Roughly 18% of the data are missing.Are there particular predictors that are more likely to be missing? Is the pattern of missing data related to the classes?
Get the percentage of missing data for each column.
missing_data <- colSums(is.na(Soybean)) / nrow(Soybean) * 100
missing_data_sorted <- sort(missing_data[missing_data > 0], decreasing = TRUE)
missing_data_sorted
## hail sever seed.tmt lodging germ
## 17.7159590 17.7159590 17.7159590 17.7159590 16.3982430
## leaf.mild fruiting.bodies fruit.spots seed.discolor shriveling
## 15.8125915 15.5197657 15.5197657 15.5197657 15.5197657
## leaf.shread seed mold.growth seed.size leaf.halo
## 14.6412884 13.4699854 13.4699854 13.4699854 12.2986823
## leaf.marg leaf.size leaf.malf fruit.pods precip
## 12.2986823 12.2986823 12.2986823 12.2986823 5.5636896
## stem.cankers canker.lesion ext.decay mycelium int.discolor
## 5.5636896 5.5636896 5.5636896 5.5636896 5.5636896
## sclerotia plant.stand roots temp crop.hist
## 5.5636896 5.2708638 4.5387994 4.3923865 2.3426061
## plant.growth stem date area.dam
## 2.3426061 2.3426061 0.1464129 0.1464129
From the output above we can see that the top 4 missing variables have the same exact percentage of missing samples. This shows that there is a clear pattern of the missing data related to the classes. It is highly unlikely that 4 columns would have the same exact amount of missing data unless there was some underlying pattern as to why that those columns are missing so often and at the same exact rate.

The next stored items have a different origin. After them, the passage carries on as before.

PR #299, opened 2023-10-24
Initial T&E Scoring Database Connection

mvandenburgh:
This PR is a slimmed down version of some changes from #254, in addition to some changes/improvements I pushed.

The first commit contains some changes cherrypicked from #254, including:
- Non-managed Django models generated from the T&E scoring database schema
- Implementations of the model run and vector tile endpoints for the scoring database
- Instrumentation of the vue-router in the client in order to allow switching between the RGD database and scoring database.

The rest of the commits contain the fixes and suggested improvements I made; the commit messages for each should be self-explanatory.


Sean-S-Wang:
I think all the functionality that we were aiming for is working, that being:
* EvaluationRun querying and loading in the left bar
* Clicking an evaluation run zooms into the region associated and clicking again brings up the observations associated with the site in the same color scheme as rdwatch
* Filtering by performer and region both are working as expected
* Adjusting the time slider correctly shows/hides observations depending on the timestamp attribute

My strategy for handling missing data would be to remove the top 4 missing predictors that all have the exact same missing percentage. For these columns there are just too much missing so trying to impute these columns would be too unreliable. Then for the rest of the predictors I would try to use KNN to impute the missing data for each predictor. I would also check to see if there were any relationships between predictors that could be useful in a simple linear model to impute any predictors if KNN does not work well for any predictors. I would also be very careful when imputing predictors with more than 15% missing as they could be unreliable due to so much data missing but it would be worth a try at imputing them using either KNN or a simple linear regression model to fill in those missing values accurately.